WORK REQUIRED. The job is to find each line of the records below that includes the word "available" and copy it.

RECORDS FOR THE TASK.
PR #495, opened 2025-07-25
[feature] Collect metric on opt-out #488

### LINKED ISSUE #488: [feature] Collect metric collection opt out action
When users opt out from collecting metrics from the web UI, it would be useful to get this last data point (only the opt out action and nothing else) before interrupting communications, so that we can figure out whether users are opting out or are stopping to use OpenWISP.

pandafy:
## Checklist

- [ ] I have manually tested the changes proposed in this pull request.

Closes #488

### DIFF
--- a/docs/user/metric-collection.rst
+++ b/docs/user/metric-collection.rst
@@ -36,7 +36,15 @@ Opting Out from Metric Collection
 ---------------------------------
 
 You can opt-out from sharing this data any time from the "System Info"
-page. Alternatively, you can also remove the
+page.
+
+.. note::
+
+    When a user opts out of metric collection using the web interface, a
+    one-time metric is still sent to record the opt-out event. This helps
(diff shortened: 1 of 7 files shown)


docs/user/metric-collection.rst
```diff
@@ -36,7 +36,15 @@ Opting Out from Metric Collection
...
 
 You can opt-out from sharing this data any time from the "System Info"
-page. Alternatively, you can also remove the
+page.
+
+.. note::
+
+    When a user opts out of metric collection using the web interface, a
+    one-time metric is still sent to record the opt-out event. This helps
+    us understand user preferences.
```
nemesifier, line 45: When a user opts out of metric collection through the web interface,
a one-time metric is still sent to record the opt-out event.
This helps distinguish between user abandonment and intentional opt-outs.

PR #497, opened 2025-07-28
[feature] Generate CHANGES.rst automatically

### LINKED ISSUE #496: [feature] Automate release process
Our current release process is entirely manual. It often involves a lot of time spent digging through git logs, manually writing and formatting the changelog, and remembering a sequence of git commands to tag and release a new version. This process can be time-consuming and creates friction that can discourage us from making frequent releases.

### The Proposal

To make this easier and faster, We can use a helper script to automate the most repetitive parts of making a release. The goal wouldn't be to remove humans from the loop. A manual review is still essential, but to handle the tedious, error-prone tasks for us.

### Proposed Core Functionality

@nemesifier and I put some thought into what a first version of this script could do. The main focus would be on perfecting the changelog generation. As discussed, it should be able to:

- Automatically scan git history since the last release tag.
- Understand our commit conventions, like [feature] etc.
- Handle breaking changes by looking for a ! (i.e., [change!]).
- Group commits into logical sections: Features, Changes (Backward incompatible changes, Other changes),  Dependencies and Bugfixes.
- Be smart about dependencies, showing only the latest version of a package if it was updated multiple times.
- Allow to skip commits from the changelog by using a flag like [skip changelog] on commit description.

Dhanus3133:
Closes #496


tests/test_generate_changelog.py
```diff
@@ -0,0 +1,103 @@
+import os
```
nemesifier, line 1: Please create a directory for the release tool, let's give this thing a name, eg: `releaser` or any other nice name you can think of. We'll concentrate all the test files for the different aspect of this tool in this directory.

tests/test_generate_changelog.py
```diff
@@ -0,0 +1,103 @@
...
+        self._git_commit("[test] Add tests for the new feature")
+        self._git_commit("[deps] Update django requirement from ~=3.2 to ~=4.0")
+
+        # Expected output
+        expected_unformatted_output = dedent(
+            """
+            Changelog
+            =========
+
+            [unreleased]
```
nemesifier, line 66: There's the version and date?

tests/test_generate_changelog.py
```diff
@@ -0,0 +1,103 @@
...
+            ~~~~~~~~~
+
+            - Correct a critical bug #123
+        """
+        ).strip()
+
+        processed_output = format_with_docstrfmt_file(
+            process_changelog(run_git_cliff())
+        )
+        formatted_expected = format_with_docstrfmt_file(expected_unformatted_output)
```
nemesifier, line 101: Wouldn't it better to preformat the change log and write it in the tests already well formatted?

tests/test_generate_changelog.py
```diff
@@ -0,0 +1,103 @@
...
+            Dependencies
+            ++++++++++++
+
+            - Bumped ``django~=4.1``
+            - Bumped ``requests<2.30``
+
+            Bugfixes
+            ~~~~~~~~~
+
+            - Correct a critical bug #123
```
nemesifier, line 94: Why don't we move these samples to rst files in a subdirectory, as we already do a lot in openwisp for sample test data? This has several advantages:

- test classes are shorter
- sample files are QA checked and formatted automatically
- we can use quite complex cases

We could do the same for the list of commits: provide text files for the list of commits, so we can easily create test samples with real data from our actual modules, everytime we find a bug or need to fix corner cases we can just copy/paste the commit log into a sample file and write a test for it in a short time.

nemesifier (commented):
Looks like it's slowly moving in the right direction.

See my comments below.

tests/test_generate_changelog.py
Dhanus3133: Updated!

releaser/tests/test_version_bumping.py
```diff
@@ -0,0 +1,36 @@
+from unittest.mock import mock_open, patch
+
+import pytest
+
+from releaser.version import bump_version, get_current_version
+
+SAMPLE_INIT_FILE = """
+VERSION = (1, 2, 0, "alpha", 0)
```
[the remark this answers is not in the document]
Dhanus3133: Done

releaser/github.py
```diff
@@ -0,0 +1,53 @@
...
+    def create_pr(self, head, base, title):
+        """Creates a pull request on GitHub."""
+        url = f"{self.base_url}/pulls"
+        payload = {
+            "title": title,
+            "head": head,
+            "base": base,
+            "body": "This PR was automatically generated by the release script.",
+        }
+        response = requests.post(url, headers=self.headers, json=payload)
```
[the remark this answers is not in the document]
Dhanus3133: Updated

nemesifier (commented):
I tried this now for this: https://github.com/openwisp/ansible-wireguard-openwisp/pull/71

The releaser.toml file got included in the commit:

Screenshot from 2025-08-22 16-53-41

Is this normal? I don't think this should happen.

I'll remove it manually for now.

Dhanus3133:
I don’t think `releaser.toml` is created automatically. From what I remember in the call, we were testing with the previous implementation (`releaser.toml` way), so I believe it was created at that time. Are you sure if there were no unstaged changes already present before running the release now?

PS: I think we could also add logic to notify the user about other changes that are available locally ater the checks.

nemesifier (changes requested):
@Dhanus3133 

> I don’t think `releaser.toml` is created automatically. From what I remember in the call, we were testing with the previous implementation (`releaser.toml` way), so I believe it was created at that time. Are you sure if there were no unstaged changes already present before running the release now?
> 
> PS: I think we could also add logic to notify the user about other changes that are available locally ater the checks.

I had to make some changes after the changes were created before proceeding: I had to reformat files due to the fact that we updated openwisp-utils to use `prettier` also for JSON and YAML files. So I pushed this change first, then I went ahead with the process after verifying the change log appeared.

Question: is it possible to avoid creating the file at all or is it really needed? In the worst case scenario we can add a .gitignore file in each repo although this will be time consuming. 

###  Ansible WLP testing error due to rst syntax issue

I tried this here: https://github.com/openwisp/ansible-openwisp-wifi-login-pages.

This is what happened:

```
Warning: Could not format content with `docstrfmt`.
WARNING: File "/tmp/tmpbw5uy424.rst", line 27:
Bullet list ends without a blank line; unexpected unindent.
Failed to format '/tmp/tmpbw5uy424.rst'
1 file was checked.
Done, but 1 error occurred ❌💥❌
```

Screenshot from 2025-08-22 17-32-23

This is probably caused by a restructured text syntax error somewhere which is crashing docstrfmt. However, it's not clear whether I can recover from this error manually. 

When this happens, it would be good to let the user know about the problem and return the error but we should also return the unformatted change log output, so the user can try figuring out where the problem is or in the worse case scenario overcome the issue by accepting the unformatted change log and then solving it manually before the final acceptance.

Dhanus3133:
> Question: is it possible to avoid creating the file at all or is it really needed? In the worst case scenario we can add a .gitignore file in each repo although this will be time consuming.

I am sure it was not created automatically. I tested out locally now. You can check this Dhanus3133/ansible-wireguard-openwisp#1 out.

Dhanus3133:
> ### Ansible WLP testing error due to rst syntax issue
> I tried this here: https://github.com/openwisp/ansible-openwisp-wifi-login-pages.
> 
> This is what happened:
> 
> ```
> Warning: Could not format content with `docstrfmt`.
> WARNING: File "/tmp/tmpbw5uy424.rst", line 27:
> Bullet list ends without a blank line; unexpected unindent.
> Failed to format '/tmp/tmpbw5uy424.rst'
> 1 file was checked.
> Done, but 1 error occurred ❌💥❌
> ```

Weird, I tried this on my fork now Dhanus3133/ansible-openwisp-wifi-login-pages#1 didn't seem to encounter this issue.
image


> When this happens, it would be good to let the user know about the problem and return the error but we should also return the unformatted change log output, so the user can try figuring out where the problem is or in the worse case scenario overcome the issue by accepting the unformatted change log and then solving it manually before the final acceptance.

Okay, understood.

PR #542, opened 2025-12-07
Prevent Duplicate Metric Usage Reports by Adding Daily Payload Hashing #531

### LINKED ISSUE #531: [feature] Avoid sending duplicate usage metrics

SOLUTION FOR THIS EXERCISE.
PS: I think we could also add logic to notify the user about other changes that are available locally ater the checks.
> PS: I think we could also add logic to notify the user about other changes that are available locally ater the checks.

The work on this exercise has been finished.